*** Opening LISTED ENTRIES ***

PR #582, opened 2021-10-01
Fix AWS credentials env variable name

amarthadan:
Fixes Airnode removal from AWS issue.


Siegrift (approved):
Btw. the docs for this https://docs.api3.org/airnode/next/grp-providers/guides/build-an-airnode/deploying-airnode.html#creating-cloud-credentials need to be updated as well.

PR #596, opened 2021-10-01
Fix testing lambda deployment

amarthadan:
As I was testing Airnode starter I realized that when I deploy Airnode without the HTTP gateway, the lambda that is called by the gateway is deployed anyway, even though nothing will ever call it. This fixes that.


Siegrift (approved):
:+1:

*** Closing LISTED ENTRIES ***

(WORK ORDER)
Please write the data above out again, exactly the same.

(ANSWER FOR THE TASK)
PR #582, opened 2021-10-01
Fix AWS credentials env variable name

amarthadan:
Fixes Airnode removal from AWS issue.


Siegrift (approved):
Btw. the docs for this https://docs.api3.org/airnode/next/grp-providers/guides/build-an-airnode/deploying-airnode.html#creating-cloud-credentials need to be updated as well.

PR #596, opened 2021-10-01
Fix testing lambda deployment

amarthadan:
As I was testing Airnode starter I realized that when I deploy Airnode without the HTTP gateway, the lambda that is called by the gateway is deployed anyway, even though nothing will ever call it. This fixes that.


Siegrift (approved):
:+1:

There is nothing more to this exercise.